Der vielleicht berühmteste Drachen des zweiten Weltkrieges, der „Gibson Girl“, verdankte seinen Namen der taillierten Form des dazugehörigen Funkgerätes. Der Drachen war Teil der Seenotrettungsausrüstung für Flugzeugbesatzungen, die auf dem Meer notwassernd mussten. Er trug eine dünne Notantenne empor, die mit dem Funkgerät verbunden war. Dieses konnte dann, mit handbetriebenen Dynamo, SOS-Signale aussenden. Der ohne Waage fliegende Drachen hatte drei alternative Schnurbefestigungspunkte für wechselnde Windgeschwindigkeiten.

Bedenkt man das Tempo, in dem sich im zweiten Jahrzehnt des 20. Jahrhunderts die Luftfahrttechnologie entwickelte, erscheint es kaum überraschend, dass der Drachen für eine Zeitspanne von etwa dreissig bis vierzig Jahren so gut wie vergessen wurde. Abgesehen von vereinzelten militärischen, meteorologischen und Reklameanwendungen während der beiden Weltkriege und dazwischen, vernachlässigten ihn alle, mit Ausnahmen der Kinder. Erst in der Mitte der fünfziger Jahre verschaffte die Arbeit von Francis Rogallos von der National Aeronautical and Space Administration dem Drachen wieder Geltung als potentiell bedeutsames Instrument der Wissenschaft.

1948

Francis M. Rogallo, ein Luftfahrtingenieur, der mit der National Aeronautics and Space Administration in Virginia zusammenarbeitete, kam zu der Einsicht, dass flexible Flügel eine potentiell grössere Stabilität verleihen als festmontierte Flächen und dass sich der Flugkörper der Bewegung des Windes anpassen sollte, nicht der Wind der Form des Fluggerätes oder des Drachens. Rogallo installierte einen grossen elektrischen Ventilator in seiner Wohnung und unternahm mit Hilfe seiner Frau ausgedehnte Tests und Experimente mit verschiedenen Drachenbauarten. 1948 hatte er mit seinem flexiblen Drachen schliesslich Erfolg. Die Erfindung kam zu einer Zeit auf den Markt, als man Drachen nur wenig Interesse schenkte, und so wurde das Projekt aufgegeben. Dennoch erwies sich das, was in Rogallos Theorien steckte, als sehr interessant für das US-Raumfahrtprogramm, und er war bald mit umfangreichen Forschungen in dem gewaltigen Windkanal von Langley in Virginia beschäftigt. Er entwickelte eine Reihe ausgeklügelter Paraflügel, die sich bei der Landung zurückkehrender Raumkapseln ausfahren und mit grosser Genauigkeit regulieren liessen.

1950

Eine andere, völlig neue Drachengattung kam 1950 mit einer Patentmeldung auf, was als Allison- oder Scott Schlitten bekannt werden sollte. Die Konzeption dieses Drachens war das Werk William M. Allison aus Dayton, Ohio, dessen Patent wegen eines möglichen Konfliktes mit dem noch ausstehenden Patent für den flexiblen Drachen Rogallos erst 1956 erteilt wurde. Es handelt sich um einen halbstarren Baldachindrachen, der nur in der Längsfläche eine Stütze hat und den Wind dazu nutzt, den Baldachin durch seitliche Stützung des Gebildes offen zu halten. Die ganz aussen an den Seiten angebrachten Schnüre halten diese nieder, so dass diese Kiele bilden und dem Drachen eine seitliche Stabilität geben. Der Allison-Schlitten war in dieser Form jedoch nicht sehr erfolgreich.

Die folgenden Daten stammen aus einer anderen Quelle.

PR #857, opened 2021-08-18
PHPLIB-707: Remove modifiers from command monitoring spec test

jmikola:
https://jira.mongodb.org/browse/PHPLIB-707

Synced with mongodb/specifications@b8928fa15752a9270e39ad2d2a14fd0b3eb0bfbc

### DIFF
--- a/tests/SpecTests/command-monitoring/find.json
+++ b/tests/SpecTests/command-monitoring/find.json
@@ -89,21 +89,19 @@
           "skip": {
             "$numberLong": "2"
           },
-          "modifiers": {
-            "$comment": "test",
-            "$hint": {
-              "_id": 1
-            },
-            "$max": {
-              "_id": 6
-            },
-            "$maxTimeMS": 6000,
-            "$min": {
-              "_id": 0
-            },
-            "$returnKey": false,
-            "$showDiskLoc": false
-          }
+          "comment": "test",
+          "hint": {
+            "_id": 1
+          },
+          "max": {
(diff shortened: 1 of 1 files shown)


tests/SpecTests/command-monitoring/find.json
```diff
@@ -89,21 +89,19 @@
...
+          },
+          "max": {
+            "_id": 6
+          },
+          "maxTimeMS": 6000,
+          "min": {
+            "_id": 0
+          },
+          "returnKey": false,
+          "showRecordId": false
```
jmikola, line 104: For context, this required no code changes in PHPLIB or PHPC since [`Query::__construct()`](https://www.php.net/manual/en/mongodb-driver-query.construct.php) accepts both. The documentation notes that these top-level options fall back to specific options within the `modifiers` option (itself a document) if unspecified. The actual logic for this sits in [`php_phongo_query_init`](https://github.com/mongodb/mongo-php-driver/blob/1.10.0/src/MongoDB/Query.c#L282) and is handled via the various macros combined with `else` statements. Each macro is an `if` condition, which allows us to chain them with `else` to implement the fallback behavior.

As for the spec test runner, it splits the `filter` parameter from `arguments` and sends all of the remaining fields through as the `$options` parameter for `find()`. The logic for that can be found in https://github.com/mongodb/mongo-php-library/blob/1.9.0/tests/SpecTests/Operation.php#L416.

Frank Scott, ebenfalls aus Dayton, führte 1964 eine modifizierte Version des Originals ein. Der Scott-Schlitten hatte in der unteren Hälfte eine Luftöffnung und die Seiten nicht mehr spitz gegen die Hinterkante zulaufend, sondern parallel.

1963

Die neuste Errungenschaft in der Geschichte der Drachenform ist der Parafoil, ein völlig originelles Konzept im Drachenbau, erfunden von Domina C. Jalbert aus Boca Raton in Florida. Wie Rogallo geht Jalbert davon aus, dass die Form sich an die Windrichtung halten solle, und eine seiner früheren Erfindungen, ein vielzelliger Fallschirm, der sich durch eine Vervielfachung der Segelbefestigungspunkte auszeichnet, nutzt die Windkraft in weit höherem Grad als die Standard-Baldachin-Bauart mit ihrer einfachen Befestigung. Jalbert entdeckte, dass die allgemeine Form des herkömmlichen Fallschirms ineffizient war, weil sie soviel Luft ungenutzt liess. Er entwarf einen Fallschirm, welcher eine höhere Luftmasse aufnehmen konnte, höhere Tragfähigkeit besass und stabiler und sanfter zu Boden glitt.

Es ist erfreulich, dass der Drachen, bei allen Fortschritten und Verbesserungen in seiner Bauweise für militärische und wissenschaftliche Zwecke, als ästhetischen Gegenstand auch heute noch viele Künstler inspiriert.